Monday, December 4, 2017

Enlightened Politics, Enlightenment Politics

Modern political liberty, usually residing in the structure of freely-elected representatives, is based on a view of the relationship between society and government. That view articulates human rationality as the foundation for voting and political decisions.

British philosopher John Locke (1632 - 1704) and his writings can serve as an icon for this perspective.

Given that all people seek the same things - life, liberty, and a chance to explore their opportunities in terms of personal creativity and diligence. People want security for themselves, for their friends and family, and for their possessions. People want opportunities to see what their creativity and diligence can accomplish.

In addition to Locke, versions of this view were advanced by Edmund Burke (1727 - 1797), an Anglo-Irish thinker, and by Americans Thomas Paine (1737 - 1809), Samuel Adams (1722 - 1803), James Otis (1725 - 1783), and Patrick Henry (1736 - 1799).

Historians sometimes use the phrase “The Age of Enlightenment” to label the era in which these individuals lived.

Enlightenment politics is based, then, on those things which are common to all human beings. All people have a baseline capability for rational thought, and all people share certain basic desires.

In a republic governed by freely-elected representatives, the majority will express itself in voting, and in so doing, will manifest a common human attitude, rather than the attitude of some select small group.

This ‘Enlightened’ political thinking stands in opposition to ‘identity’ politics.
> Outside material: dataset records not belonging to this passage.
PR #10182, opened 2021-11-30
feat: Add logging of Twig `{% deprecated %}` notices

khalwat:
### Description

Since Twig 2.6, Twig has supported the [`{% deprecated %}` tag](https://twig.symfony.com/doc/3.x/tags/deprecated.html). Currently, it does nothing in Craft (despite it being [documented as doing something](https://craftcms.com/docs/3.x/dev/tags.html))

This PR implements it in Craft as described here:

According to the ‘politics of identity,’ voters should vote based on some distinguishing feature which marks them as part of a distinct subgroup. Motivated by “identity politics,” voters should vote, not based on common human traits, like the desire for life, liberty, and the pursuit of happiness, but rather voters should vote on what separates them from others, e.g., race, gender, religion, etc.

So there is a clear tension between “enlightenment politics” and the “politics of identity.”

The twenty-first century voter, then, is confronted with two alternatives: either one can vote as a rational human being, valuing those things which all humans value - life, liberty, and economic opportunity - or one can vote based on one’s membership in a demographic category - race, gender, ethnicity, etc.